Halina znalazła się w punkcie bez wyjścia. Wiedziała, iż z synem nie wygra. Poza tym wysyłanie dziecka na siłę do dziadków raczej nie jest dobrym pomysłem. Jednak na rozwój wydarzeń nie musiała długo czekać.

Mam pomysł


"Wpadł do kuchni jak torpeda. Czułam, iż zaraz usłyszę coś, co zwali mnie z nóg. 'Mam pomysł, pojadę do babci z Karolem. Z kolegą nie będę się nudził' – powiedział i pobiegł do swojego pokoju.

Sama nie wiedziałam, co o tym myśleć. Jednak po rozmowie z babcią zrozumiałam, iż pomysł nie dojdzie do skutku. Babcia powiedziała kategoryczne: 'nie'. 'Nie ma mowy, nie będę opiekowała się dwójką chłopców. Obcego do domu nie wpuszczę' – usłyszałam.

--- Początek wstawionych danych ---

PR #3127, opened 2024-04-16
fix: retry handler

ronag:
Clean up and fix various issues...

### DIFF
--- a/lib/handler/retry-handler.js
+++ b/lib/handler/retry-handler.js
@@ -1,19 +1,30 @@
 'use strict'
 const assert = require('node:assert')
 
-const { kRetryHandlerDefaultRetry } = require('../core/symbols')
-const { RequestRetryError } = require('../core/errors')
+const DecoratorHandler = require('./decorator-handler')
 const { isDisturbed, parseHeaders, parseRangeHeader } = require('../core/util')
+const { ResponseStatusCodeError } = require('../core/errors')
 
-function calculateRetryAfterHeader (retryAfter) {
-  const current = Date.now()
-  const diff = new Date(retryAfter).getTime() - current
+class RetryHandler extends DecoratorHandler {
+  #dispatch
+  #handler
+  #opts
+  #abort
 
-  return diff
-}
+  #retryOpts
+  #retryCount = -1
+  #retryCountCheckpoint = 0
 
-class RetryHandler {
-  constructor (opts, handlers) {
+  #headersSent = false
+  #aborted = false
+  #reason = null
+  #pos
+  #end
+  #etag
+
+  constructor (opts, { dispatch, handler }) {
+    super(handler)
+
     const { retryOptions, ...dispatchOpts } = opts
     const {
       // Retry scoped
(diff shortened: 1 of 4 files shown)


lib/handler/retry-handler.js
```diff
@@ -29,13 +40,13 @@ class RetryHandler {
...
-    this.dispatch = handlers.dispatch
-    this.handler = handlers.handler
-    this.opts = dispatchOpts
-    this.abort = null
-    this.aborted = false
-    this.retryOpts = {
-      retry: retryFn ?? RetryHandler[kRetryHandlerDefaultRetry],
+    this.#opts = dispatchOpts // TODO (fix): This assumes that opts are not mutated...
+    this.#dispatch = dispatch
+    this.#handler = handler
```
mcollina, line 45: I would recommend not doing this, as functions could be in there too. Is there a need?

mcollina:
What issues did you fix? Could you add a test for them?

lib/handler/retry-handler.js
ronag: Sorry, I don't understand.

ronag:
> What issues did you fix? Could you add a test for them?

No bandwidth. Maybe in future.

ronag:
@metcoder95 feel free to have a look if you see something you are interested in

Uzlopak:
Can you atleast name the bugs?

lib/handler/retry-handler.js
```diff
@@ -29,13 +40,13 @@ class RetryHandler {
...
+    this.#abort = null
+    this.#aborted = false
+    this.#retryOpts = {
+      retry: retryFn ?? defaultRetry,
```
metcoder95, line 49: This one I'm pretty sure is needed, leftover from initial ideas of it

lib/handler/retry-handler.js
```diff
@@ -59,292 +70,227 @@ class RetryHandler {
...
-
-    // Checkpoint for resume from where we left it
-    if (this.resume != null) {
-      this.resume = null
-
-      if (statusCode !== 206) {
-        return true
+      if (this.#retryOpts.statusCodes.includes(statusCode)) {
+        // TODO (fix): Remove this path and delegate to different interceptor which will read the error body?
+        const message = `Response status code ${statusCode}${statusMessage ? `: ${statusMessage}` : ''}`
```
metcoder95, line 100: Curious about this one, what did you have in mind @ronag?

lib/handler/retry-handler.js
```diff
@@ -59,292 +70,227 @@ class RetryHandler {
...
+        throw new ResponseStatusCodeError(message, statusCode, headers)
```
metcoder95, line 101: Why throw instead of abort?

lib/handler/retry-handler.js
```diff
@@ -59,292 +70,227 @@ class RetryHandler {
...
+      return this.#handler.onHeaders(statusCode, rawHeaders, resume, statusMessage)
+    } else if (this.#reason == null) {
+      assert(this.#etag = null)
+      assert(this.#pos == null)
+      assert(this.#end == null)
+      assert(this.#headersSent === false)
+
+      if (headers.trailer) {
+        this.#headersSent = true
+        return this.#handler.onHeaders(statusCode, rawHeaders, resume, statusMessage)
```
metcoder95, line 114: Never thought about the `trailers`, basically if trailers are hinted we just forward do not retry?

Shall we add some flag for implementers to maybe bypass it?
I see the benefit on this

metcoder95 (commented):
I'll definitely take the private properties from the PR 👍 
Following, it seems that you found a bug where the `onHeaders` were called twice? Is that correct?
If also, did you find something else and a way to reproduce it?

Thanks for the hints, I'll definitely take some improvements from here and add it maybe later this week 👍

lib/handler/retry-handler.js
ronag: easier to follow the flow

lib/handler/retry-handler.js
ronag: Should propagate similar to throwOnError

ronag:
Sorry, I'm super stressed to fix this in production.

No i tak wygląda sytuacja. Ciekawie na pewno nie jest. Karola nie jestem w stanie przekonać do samodzielnego wyjazdu, a babcia na pewno się nie ugnie. Sytuacja bez wyjścia, z kategorii beznadziejnych. Do wyjazdu, który na chwilę obecną nie dojdzie do skutku, pozostało jeszcze kilka dni. Może macie pomysł, jak rozwiązać zaistniałą sytuację?".